In the gallery, students centered around the work of Lina Iris, Second, Elements from a Cabinet of Anticipation. Through this work students were asked to investigate ideas of connectivity and interconnection through looking at themes of dark matter. Students also gathered around the work of Diana Sofia Lozano’s SubRosa to unpack gender roles and the power of flowers to act as symbols for identity. Using personal zines, students took time for individual reflection around Abigail DeVille’s And the Migrants Kept Coming to reflect on what is discarded, thrown away, and forgotten and what reclamation of what is discarded can mean. Students also engaged in the Sunroom Project Space with the works of Emily Oliveira’s Mundo Irrealis (Wish You Were Here) and Duy Hoàng’s Interarboreal. In these spaces, students were encouraged to generate their own questions based on Olivera’s themes of time-travel, queer futures, and devotional spaces and Hoàng’s themes of survival, home, and care.
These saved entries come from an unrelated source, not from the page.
PR #2536, opened 2025-10-01
Preact: Shift+arrows to move rooms

ISenseAura:


play.pokemonshowdown.com/src/panel-chat.tsx
```diff
@@ -913,10 +913,21 @@ export class ChatTextEntry extends preact.Component<{
...
-		// 	const newValue = `/pm ${PS.user.lastPM}, `;
-		// 	this.setValue(newValue, newValue.length);
-		// 	return true;
+			// } else if (e.keyCode === 32 && PS.user.lastPM && ['/reply', '/r', '/R'].includes(this.getValue())) { // '/reply ' is being written
+			// 	const newValue = `/pm ${PS.user.lastPM}, `;
+			// 	this.setValue(newValue, newValue.length);
+			// 	return true;
+		} else if (ev.shiftKey && ev.keyCode === 37) {
+			const toIndex = PS.rightRoomList.indexOf(PS.room.id) - 1;
+			PS.moveRoom(PS.room, 'right', false, toIndex);
```
Zarel: Would this work if the room wasn't a right room? Plausibly the buttons should be different in vertical tabs mode.

play.pokemonshowdown.com/src/panel-chat.tsx
```diff
@@ -913,10 +913,21 @@ export class ChatTextEntry extends preact.Component<{
...
+			PS.update();
+			return true;
+		} else if (ev.shiftKey && ev.keyCode === 39) {
+			let toIndex = PS.rightRoomList.indexOf(PS.room.id) + 1;
+			if (toIndex >= PS.rightRoomList.length - 1) toIndex = 0;
```
Zarel: It looks like this is incapable of moving rooms to the left room list, which the old client could do.

Ideally, these commands could be used to move rooms between the left list, right list, and mini-windows.

play.pokemonshowdown.com/src/panel-chat.tsx
```diff
@@ -913,10 +913,83 @@ export class ChatTextEntry extends preact.Component<{
...
 				return true;
 			}
-		// } else if (e.keyCode === 32 && PS.user.lastPM && ['/reply', '/r', '/R'].includes(this.getValue())) { // '/reply ' is being written
-		// 	const newValue = `/pm ${PS.user.lastPM}, `;
-		// 	this.setValue(newValue, newValue.length);
-		// 	return true;
+			// } else if (e.keyCode === 32 && PS.user.lastPM && ['/reply', '/r', '/R'].includes(this.getValue())) { // '/reply ' is being written
+			// 	const newValue = `/pm ${PS.user.lastPM}, `;
+			// 	this.setValue(newValue, newValue.length);
+			// 	return true;
```
```suggestion
		// } else if (e.keyCode === 32 && PS.user.lastPM && ['/reply', '/r', '/R'].includes(this.getValue())) { // '/reply ' is being written
		// 	const newValue = `/pm ${PS.user.lastPM}, `;
		// 	this.setValue(newValue, newValue.length);
		// 	return true;
```

Zarel:
Thanks!

Zarel:
This checks `PS.prefs.onepanel` for layout. But our actual layout depends on how wide the screen is. It should instead check `PS.leftPanelWidth`.

PR #2537, opened 2025-10-01
Preact: Bump cookie expiration

ISenseAura:
let me know if you wanna directly push the change yourself and if i should stop PRing this


ISenseAura:
Closing this coz it seems like the change has been made live already

PR #2538, opened 2025-10-17
Preact: Support `/challenge [user], [format]`

ISenseAura:
ok this was _surprisingly_ difficult to implement without making _major_ changes to existing structures and functions.

if this alternate approach of ``app.on('response:*')`` is approved, it may help fix the "failing validator not cancelling the search" bug also

### DIFF
--- a/play.pokemonshowdown.com/src/panel-chat.tsx
+++ b/play.pokemonshowdown.com/src/panel-chat.tsx
@@ -303,8 +303,8 @@ export class ChatRoom extends PSRoom {
 		'chall,challenge'(target) {
 			if (target) {
 				let [targetUser, format] = target.split(',');
-				if (this.pmTarget && format === undefined) {
-					format = targetUser;
+				if (this.pmTarget && (format === undefined || targetUser.includes('@@@'))) {
+					format = target;
 					targetUser = this.pmTarget;
 				}
 				format = (format || '').trim();


play.pokemonshowdown.com/src/panel-chat.tsx
```diff
@@ -303,7 +303,14 @@ export class ChatRoom extends PSRoom {
 		'chall,challenge'(target) {
 			if (target) {
 				const [targetUser, format] = target.split(',');
-				PS.join(`challenge-${toID(targetUser)}` as RoomID);
+				const callback = (data: any) => {
+					PS.mainmenu.listeners.userdetails = null;
+					if (data.rooms === false) return this.errorReply('This player does not exist or is not online.');
```
Zarel, line 313: Hm. I don't think this is necessary. I'd just send the challenge (or open the challenge window, if incomplete) and let the rest sort itself out.

ISenseAura: Ah, i tried to make it work like how old client does and its better UX i feel

Zarel: Does old client check if user exists first? Hm.

ISenseAura: Yes

ISenseAura: The error message is just a c/p from old client’s

play.pokemonshowdown.com/src/client-main.ts
```diff
@@ -2418,7 +2418,7 @@ export const PS = new class extends PSModel {
 		if (options.id.startsWith('challenge-')) {
 			this.requestNotifications();
 			options.id = `dm-${options.id.slice(10)}` as RoomID;
-			options.args = { challengeMenuOpen: true };
+			options.args = { challengeMenuOpen: true, ...options.args };
```
Zarel, line 2421: I do really like this code, though. Good idea.

play.pokemonshowdown.com/src/panel-chat.tsx
```diff
@@ -1184,7 +1188,7 @@ class ChatPanel extends PSRoomPanel<ChatRoom> {
 				<button data-cmd="/cancelchallenge" class="button">Cancel</button>
 			</TeamForm>
 		</div> : room.challengeMenuOpen ? <div class="challenge">
-			<TeamForm onSubmit={this.makeChallenge}>
+			<TeamForm onSubmit={this.makeChallenge} format={room.args?.format as string || undefined}>
```
Zarel: Wait, this will gray out the format selector, right? Ideally we should have a different way to do this.

play.pokemonshowdown.com/src/panel-mainmenu.tsx
```diff
@@ -775,6 +797,7 @@ export class TeamForm extends preact.Component<{
 	class?: string, format?: string, teamFormat?: string, hideFormat?: boolean, selectType?: SelectType,
 	onSubmit: ((e: Event, format: string, team?: Team) => void) | null,
 	onValidate?: ((e: Event, format: string, team?: Team) => void) | null,
+	disableFormatDropdown?: boolean,
```
Zarel: Oh, this is how you do it. I would have had `format` and `initialFormat` be different options, rather than changing every other use of `<TeamForm>` and `<FormatDropdown>`.

play.pokemonshowdown.com/src/panel-chat.tsx
ISenseAura: No, it doesnt, i created an optional argument to mark the format selector disabled

play.pokemonshowdown.com/src/panel-mainmenu.tsx
Zarel: In general, React attributes are not a great abstraction for the thing we want. This still probably causes problems if you try to `/challenge` while the challenge menu is already open, for instance. There are a few ways to deal with this but they're all annoyingly complex. But my point is, I don't like `disableFormatDropdown` as the way.

Issue #633, opened 2023-03-22
[Bug]: Splashscreen theme doesn't change after switching the color theme


illarionov:
### Is there an existing issue for this?

- [X] I have searched the existing issues

### Is there a StackOverflow question about this issue?

- [X] I have searched StackOverflow

### What happened?

Changing the theme from the application settings does not update the theme used on the splash screen.

###### Steps to reproduce
* When using a light system theme
* Tap on the settings icon and set the application theme to dark
* Close the application, start it again (with the cold start) and note the splash screen

Expected result:
Splash screen should be in dark mode

Actual result:
Light splash screen switches to a dark screen of the application.

I think that UiModeManager#setApplicationNightMode should also be called on saving the theme settings as it is described in  ["Implement dark theme"](https://developer.android.com/develop/ui/views/theming/darktheme#change-themes)

### Code of Conduct

- [X] I agree to follow this project's Code of Conduct

alexvanyo:
That's a great idea, we should definitely do that.

Code-indomitus:
Hi may I work on this?

alexvanyo:
There was a PR open for fixing this (#646), but I just closed it due to inactivity. This is still a relevant issue to be fixed, so if the creator of that PR or someone else would like to fix this please open a new PR.

Dev-Aditya-More:
Hey! is this still a open issue?

stevenelliottjr:
Hi there! I've submitted a fix for this in PR #2060. 

The approach syncs the user's `DarkThemeConfig` preference to `UiModeManager.setApplicationNightMode()` so the system-level night mode stays in sync with the app's setting. This ensures the splash screen picks up the correct theme on the next cold start.

Key details:
- Guarded behind `Build.VERSION.SDK_INT >= Build.VERSION_CODES.S` since `setApplicationNightMode` was added in API 31
- Uses `distinctUntilChanged()` to avoid redundant system calls
- Lifecycle-aware collection so it only runs while the activity is started

Would love any feedback — happy to make adjustments if needed!

Phoenix1808:
Is this PR still open for contribution or closed?

agrawalha:
Hi, I'd like to work on this issue. Could it be assigned to me?

PR #646, opened 2023-04-04
Added uiModeManager 

anandwana001:
Issue - https://github.com/android/nowinandroid/issues/633
Added uiModeManager for SplashScreen to behave as per user selected theme

[device-2023-04-04-130106.webm](https://user-images.githubusercontent.com/25057618/229720136-f9eb2408-1ab7-47a1-b509-f2f134a66988.webm)

Looking forward for review for learning.

### DIFF
--- a/app/src/main/java/com/google/samples/apps/nowinandroid/MainActivity.kt
+++ b/app/src/main/java/com/google/samples/apps/nowinandroid/MainActivity.kt
@@ -16,10 +16,14 @@
 
 package com.google.samples.apps.nowinandroid
 
+import android.app.UiModeManager
+import android.content.Context
+import android.os.Build
 import android.os.Bundle
 import androidx.activity.ComponentActivity
 import androidx.activity.compose.setContent
 import androidx.activity.viewModels
+import androidx.appcompat.app.AppCompatDelegate
 import androidx.compose.foundation.isSystemInDarkTheme
 import androidx.compose.material3.windowsizeclass.ExperimentalMaterial3WindowSizeClassApi
 import androidx.compose.material3.windowsizeclass.calculateWindowSizeClass
@@ -95,8 +99,27 @@ class MainActivity : ComponentActivity() {
         WindowCompat.setDecorFitsSystemWindows(window, false)
 
         setContent {
-            val systemUiController = rememberSystemUiController()
+            val uiModeManager = getSystemService(Context.UI_MODE_SERVICE) as UiModeManager
             val darkTheme = shouldUseDarkTheme(uiState)
+
+            if (Build.VERSION.SDK_INT >= Build.VERSION_CODES.S) {
+                uiModeManager.setApplicationNightMode(
+                    when (darkTheme) {
+                        true -> UiModeManager.MODE_NIGHT_YES
+                        else -> UiModeManager.MODE_NIGHT_NO
+                    }
+                )
+            }
+            else {
+                AppCompatDelegate.setDefaultNightMode(
+                    when (darkTheme) {
+                        true -> AppCompatDelegate.MODE_NIGHT_YES
+                        else -> AppCompatDelegate.MODE_NIGHT_NO
+                    }
+                )
+            }
+
+            val systemUiController = rememberSystemUiController()
 
             // Update the dark content of the system bars to match the theme
             DisposableEffect(systemUiController, darkTheme) {
--- a/app/src/main/java/com/google/samples/apps/nowinandroid/MainActivity.kt
+++ b/app/src/main/java/com/google/samples/apps/nowinandroid/MainActivity.kt
@@ -18,12 +18,10 @@ package com.google.samples.apps.nowinandroid
 
 import android.app.UiModeManager
 import android.content.Context
-import android.os.Build
 import android.os.Bundle
 import androidx.activity.ComponentActivity
 import androidx.activity.compose.setContent
 import androidx.activity.viewModels
-import androidx.appcompat.app.AppCompatDelegate
 import androidx.compose.foundation.isSystemInDarkTheme
 import androidx.compose.material3.windowsizeclass.ExperimentalMaterial3WindowSizeClassApi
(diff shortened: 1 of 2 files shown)


app/src/main/java/com/google/samples/apps/nowinandroid/MainActivity.kt
```diff
@@ -95,9 +99,28 @@ class MainActivity : ComponentActivity() {
         WindowCompat.setDecorFitsSystemWindows(window, false)
 
         setContent {
-            val systemUiController = rememberSystemUiController()
+            val uiModeManager = getSystemService(Context.UI_MODE_SERVICE) as UiModeManager
             val darkTheme = shouldUseDarkTheme(uiState)
 
+            if (Build.VERSION.SDK_INT >= Build.VERSION_CODES.S) {
+                uiModeManager.setApplicationNightMode(
```
alexvanyo, line 106: I think we should pass through the `UiModeManager.MODE_NIGHT_AUTO` if the user preference is `DarkThemeConfig.FOLLOW_SYSTEM`.

app/src/main/java/com/google/samples/apps/nowinandroid/MainActivity.kt
```diff
@@ -95,9 +99,28 @@ class MainActivity : ComponentActivity() {
         WindowCompat.setDecorFitsSystemWindows(window, false)
 
         setContent {
-            val systemUiController = rememberSystemUiController()
+            val uiModeManager = getSystemService(Context.UI_MODE_SERVICE) as UiModeManager
             val darkTheme = shouldUseDarkTheme(uiState)
 
+            if (Build.VERSION.SDK_INT >= Build.VERSION_CODES.S) {
```
alexvanyo, line 105: Since this is a side-effect of composition, we should wrap this into some sort of `SideEffect` or `DisposableEffect` block.

alexvanyo: @tunjid do you think there is a better place to put this logic? It doesn't have to be done as a side-effect of composition, I think it could be some sort of global listener that is observing the user preferences.

alexvanyo (changes requested):

app/src/main/java/com/google/samples/apps/nowinandroid/MainActivity.kt
tunjid: I think so too. Seems `NiaAppState` is a better candidate for this. It can be passed a function to invoke when it detects a theme change has occured.

anandwana001: Moved to `NiaAppState`

app/src/main/java/com/google/samples/apps/nowinandroid/ui/NiaAppState.kt
```diff
@@ -164,3 +168,23 @@ private fun NavigationTrackingSideEffect(navController: NavHostController) {
         }
     }
 }
+
+internal fun checkAppThemeOnLaunch(uiModeManager: UiModeManager, darkTheme: Boolean) {
+    if (Build.VERSION.SDK_INT >= Build.VERSION_CODES.S) {
+        uiModeManager.setApplicationNightMode(
+            when (darkTheme) {
```
alexvanyo, line 175: I think we should be passing `UiModeManager.MODE_NIGHT_AUTO` here if the user's selection is to follow system.

illarionov:
What do you think about handling this in the data layer? We can think of the UiModeManager as an additional data source for the OfflineFirstUserDataRepository. 
Also it would be interesting to see how to handle cases with saving theme preferences when the user backs up the app or when the user upgrades their device's firmware from an old version to a new one.

app/src/main/java/com/google/samples/apps/nowinandroid/ui/NiaAppState.kt
manuelvicnt: +1

app/src/main/java/com/google/samples/apps/nowinandroid/ui/NiaAppState.kt
```diff
@@ -164,3 +168,23 @@ private fun NavigationTrackingSideEffect(navController: NavHostController) {
         }
     }
 }
+
+internal fun checkAppThemeOnLaunch(uiModeManager: UiModeManager, darkTheme: Boolean) {
```
manuelvicnt, line 172: @tunjid @alexvanyo IMO, this function shouldn't be here because it's not part of the `NiaAppState` API surface. Also, `NiaAppState` responsibility is to handle the UI logic of the `NiaApp` composable function, not the `MainActivity`. 

I'd probably have this as a private function in the Activity itself, and would call it `setAppTheme` instead of `checkAppThemeOnLaunch`. It's not checking anything, it's setting the theme, and also, if this is called "on launch" or not is something this function shouldn't care about

app/src/main/java/com/google/samples/apps/nowinandroid/MainActivity.kt
```diff
@@ -95,12 +98,16 @@ class MainActivity : ComponentActivity() {
         WindowCompat.setDecorFitsSystemWindows(window, false)
 
         setContent {
-            val systemUiController = rememberSystemUiController()
             val darkTheme = shouldUseDarkTheme(uiState)
```
dturner, line 101: Not your code but both the variable `darkTheme` and the method `shouldUseDarkTheme` are poorly named and make reading this PR difficult. 

The variable which contains the user's dark theme preference should be: `shouldUseDarkTheme` or `darkThemePreference`, and the method which obtains the value should be `getDarkThemePreference`. 

If you could address in this PR that'd be great.

manuelvicnt:
Could that be in a separate file in the `ui-common` module? I'm not sure how this behavior is related to the data layer

alexvanyo:
Closing due to inactivity

PR #650, opened 2023-04-06
Initialize sync manually

tunjid:
This PR removes the use of Androidx startup for sync.

Since NiA does not expose content providers for other apps to consume, using androidx startup (using  ContentProviders by proxy) to bootstrap the sync process is unnecessary.

Sync is now explicitly started in the `onCreate` of the `Application`, rather than automatically initialized by Androidx startup.

### DIFF
--- a/sync/work/build.gradle.kts
+++ b/sync/work/build.gradle.kts
@@ -33,7 +33,6 @@ dependencies {
     implementation(project(":core:datastore"))
     implementation(project(":core:model"))
     implementation(libs.androidx.lifecycle.livedata.ktx)
-    implementation(libs.androidx.startup)
     implementation(libs.androidx.tracing.ktx)
     implementation(libs.androidx.work.ktx)
     implementation(libs.firebase.cloud.messaging)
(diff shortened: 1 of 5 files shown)


sync/work/build.gradle.kts
```diff
@@ -33,7 +33,6 @@ dependencies {
     implementation(project(":core:datastore"))
     implementation(project(":core:model"))
     implementation(libs.androidx.lifecycle.livedata.ktx)
-    implementation(libs.androidx.startup)
```
alexvanyo, line 36: This was our only usage of `androidx.startup`, so it might be worth removing entirely from `libs.versions.toml`?

alexvanyo (approved):
LGTM, this will also avoid the testing issues we were facing as well, right? Since we aren't relying on the interplay between `Hilt` and `ContentProviders` via `androidx.startup`.

dturner:
Thanks for doing this @tunjid and reviewing @alexvanyo 👍

Issue #529, opened 2023-01-12
[FR]: Upgrade sourceCompatibility and targetCompatibility to Java 17


angiesasmita:
### Is there an existing issue for this?

- [X] I have searched the existing issues

### Describe the problem

Currently sourceCompatibility and targetCompatibility targets Java 8. This might have resulted in cryptic error message for bug: https://github.com/android/nowinandroid/issues/527 and build and runtime performance penalty

### Describe the solution

- Upgrade sourceCompatibility and targetCompatibility to target java 17
- Check if there's build time improvement
- Check if there's any regression issue

### Code of Conduct

- [X] I agree to follow this project's Code of Conduct

AdnanHabibMirza:
Hi @dturner, I would like to contribute to it.

chanjungkim:
Isn't that easy issue??

lihenggui:
> 

No, it isn't that easy. It will throw multiple errors.

```
No matching variant of project :build-logic:convention was found. The consumer was configured to find a runtime of a library compatible with Java 11, packaged as a jar, and its dependencies declared externally, as well as attribute 'org.gradle.plugin.api-version' with value '7.6' but:
Variant 'apiElements' capability com.google.samples.apps.nowinandroid.buildlogic:convention:unspecified declares a library, packaged as a jar, and its dependencies declared externally:
                 - Incompatible because this component declares an API of a component compatible with Java 17 and the consumer needed a runtime of a component compatible with Java 11
                 - Other compatible attribute:
                     - Doesn't say anything about org.gradle.plugin.api-version (required '7.6')
             - Variant 'mainSourceElements' capability com.google.samples.apps.nowinandroid.buildlogic:convention:unspecified declares a component, and its dependencies declared externally:
               ...
```

If you upgrade Gradle you will get other issues.

```
A problem occurred configuring project ':core:datastore'.
> Could not get unknown property 'source' for generate-proto-generateDemoDebugProto of type org.gradle.api.internal.file.DefaultSourceDirectorySet.
```

calren:
I believe this branch is related https://github.com/android/nowinandroid/commits/av/agp-8.1

PR #662, opened 2023-04-14
Update to AGP 8.0

### LINKED ISSUE #660: [Bug]: Update to AGP 8.0

### What happened?

AGP 8.0 is stable with Android Studio Flamingo, so we should update our dependencies to it.

### Relevant logcat output

_No response_

### Code of Conduct

alexvanyo:
Fixes #660 and #529


build-logic/convention/build.gradle.kts
```diff
@@ -25,6 +27,12 @@ java {
     targetCompatibility = JavaVersion.VERSION_11
```
mlykotom, line 27: you can raise the JavaVersion to 17. Here and in other places as well.

kokoro/build.sh
```diff
@@ -36,7 +36,7 @@ echo y | ${ANDROID_HOME}/tools/bin/sdkmanager --licenses
 cd $KOKORO_ARTIFACTS_DIR/git/nowinandroid
 
 # The build needs Java 11, set it as the default Java version.
```
mlykotom, line 38:
```suggestion
# The build needs Java 17, set it as the default Java version.
```

mlykotom (approved):
You can raise the Java version to 17, otherwise LGTM

kokoro/build.sh
alexvanyo: Good catch, updated.

build-logic/convention/build.gradle.kts
alexvanyo: Sounds good, raised to 17 everywhere.

build-logic/convention/src/main/kotlin/com/google/samples/apps/nowinandroid/KotlinAndroid.kt
```diff
@@ -40,27 +40,28 @@ internal fun Project.configureKotlinAndroid(
...
+            sourceCompatibility = JavaVersion.VERSION_17
+            targetCompatibility = JavaVersion.VERSION_17
             isCoreLibraryDesugaringEnabled = true
         }
+    }
 
+    // Use withType to workaround https://youtrack.jetbrains.com/issue/KT-55947
+    tasks.withType<KotlinCompile>().configureEach {
         kotlinOptions {
+            // Set JVM target to 11
```
LinX64, line 52: Shouldn't we change this to 17, and not 11?
You're using `VERSION_17` in the next line.

alexvanyo: Ah yep, good catch

app/proguard-rules.pro
```diff
@@ -24,3 +24,13 @@
 
 # @Serializable and @Polymorphic are used at runtime for polymorphic serialization.
 -keepattributes RuntimeVisibleAnnotations,AnnotationDefault
+
+-dontwarn org.bouncycastle.jsse.BCSSLParameters
```
itsandreramon, line 28: just curious why these rules are needed

build-logic/convention/build.gradle.kts
```diff
@@ -14,15 +14,23 @@
...
     `kotlin-dsl`
 }
 
 group = "com.google.samples.apps.nowinandroid.buildlogic"
 
 java {
-    sourceCompatibility = JavaVersion.VERSION_11
-    targetCompatibility = JavaVersion.VERSION_11
+    sourceCompatibility = JavaVersion.VERSION_17
+    targetCompatibility = JavaVersion.VERSION_17
```
carlonzo, line 27: I understand that AGP now requires JDK 17 to run, but why would you bump the source/targetCompatibility, and jvmTarget to 17? is this required as well?

borisf: Basically to have the latest versions, toolchains and formats. We talk about importance of updating early and often - https://www.droidcon.com/2022/08/03/5-ways-to-improve-your-android-build-productivity/

carlonzo: Thanks about your answer. I dont doubt the fact is important to update early and often. Using the latest java toolchain makes sense, but I cant find resource to understand the benefits on bumping the source compatibility and kotlin jvm target here. I assume that the generated bytecode will also need to be desugared before to be dexed? 
are there any references to documentation about this part?

itsandreramon: technically you still get compiler improvements depending on what your actually using. you can still use JDK19 and set targetCompatibility to 17

build-logic/convention/src/main/kotlin/com/google/samples/apps/nowinandroid/AndroidCompose.kt
```diff
@@ -40,16 +44,18 @@ internal fun Project.configureAndroidCompose(
...
-        }
-
         dependencies {
             val bom = libs.findLibrary("androidx-compose-bom").get()
             add("implementation", platform(bom))
             add("androidTestImplementation", platform(bom))
         }
     }
+
+    tasks.withType<KotlinCompile>().configureEach {
```
saihemanth121, line 54: Is setting freeCompilerArgs on tasks different from older way of setting it through kotlinOptions extension?

dturner (approved):

build-logic/convention/build.gradle.kts
dturner: In the interest of getting this change merged I will resolve this conversation. 

@lub0s thanks for your suggestion makes a lot of sense to me. I'll pass this on to the tools team for prioritisation.

build-logic/convention/src/main/kotlin/com/google/samples/apps/nowinandroid/AndroidCompose.kt
dturner: In the interest of getting this merged I will resolve this conversation, but have passed this on to the tools team. Hopefully they can respond.

SimonMarquis: nit: you don't even need to call `.configureEach`.
The following code does the same thing 🙂 

```kotlin
    tasks.withType<KotlinCompile> {
        /* */
    }
```

PR #666, opened 2023-04-16
Update Kotlin 1.8.20 stack 

SimonMarquis:
- KSP 1.8.20-1.0.11
- Compose compiler 1.4.5

This needs JDK 17, and therefore applied on top of #662.

~Also, we might want to wait for the next KSP version with this fix https://github.com/google/ksp/issues/1280
Otherwise we get errors [like this](https://github.com/android/nowinandroid/actions/runs/4715236703/jobs/8362091931?pr=666#step:9:1721) if KSP uses the build-cache.~ fixed in 1.8.20-1.0.11


app/proguard-rules.pro
```diff
@@ -24,3 +24,13 @@
 
 # @Serializable and @Polymorphic are used at runtime for polymorphic serialization.
 -keepattributes RuntimeVisibleAnnotations,AnnotationDefault
+
+-dontwarn org.bouncycastle.jsse.BCSSLParameters
```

Through a game of Gathering through the Senses in the woodlands, students choreographed the parts of nature that moved them. Lastly, students created Face Foliage Self-Portraits using flower material and principles in biomimicy to create works that used flowers as metaphors for their own identities.
OUR VIEW FROM HERE
In the Fall and Winter of 2018, Wave Hill exhibited the 21st Annual International American Society of Botanical Art in the Glyndor Gallery, along with the works of Ashton Agbomenou and Yelaine Rodriguez whose works contemplate the themes around African diaspora. Young people engaged with these works and the gardens by connecting with metaphors in germination, dispersal, and growth.
Students first centered themselves in a deep listening practice in the conservatory where they contemplated how a plant might speak in its own language–and tuning into the different ways in which they can listen to a plant. In the Glyndor Gallery, students engaged with the illustrations that told the stories of seed dispersal, the passage of time, decay and deterioration, and plants most universally recognized for their uses to humans. Students took on the persona of a chosen work, and embodied that plant through words and movement to imagine what that plant might communicate about its life from seed, to dispersal, to growth, to decay. In the woodland, students engaged in dialogue over a garden’s movement over time and seed dispersal; and how students related to each idea.
In the Sunroom project spaces, students were introduced to the themes of self-liberation, African diaspora, and representation in racial identity in Yelaine Rodriguez’s Ezili Dantor, Freedom and the African Diaspora: We are here, because you were there. Students continued exploring the theme of African diaspora in Ashton Agbomenou’s African American, with a particular focus on the baobab’s symbolism as the tree of life. In each space, students were asked to name the narrative. Deepening into the metaphor of seed dispersal, students then created postcards from their communities to emulate Ashton Agbomenou’s wish to depict his Harlem neighborhood. Students finished with a collaborative mural they created to capture the moving gardens and to shape their own narrative by designing a garden space that spoke to their sense of belonging.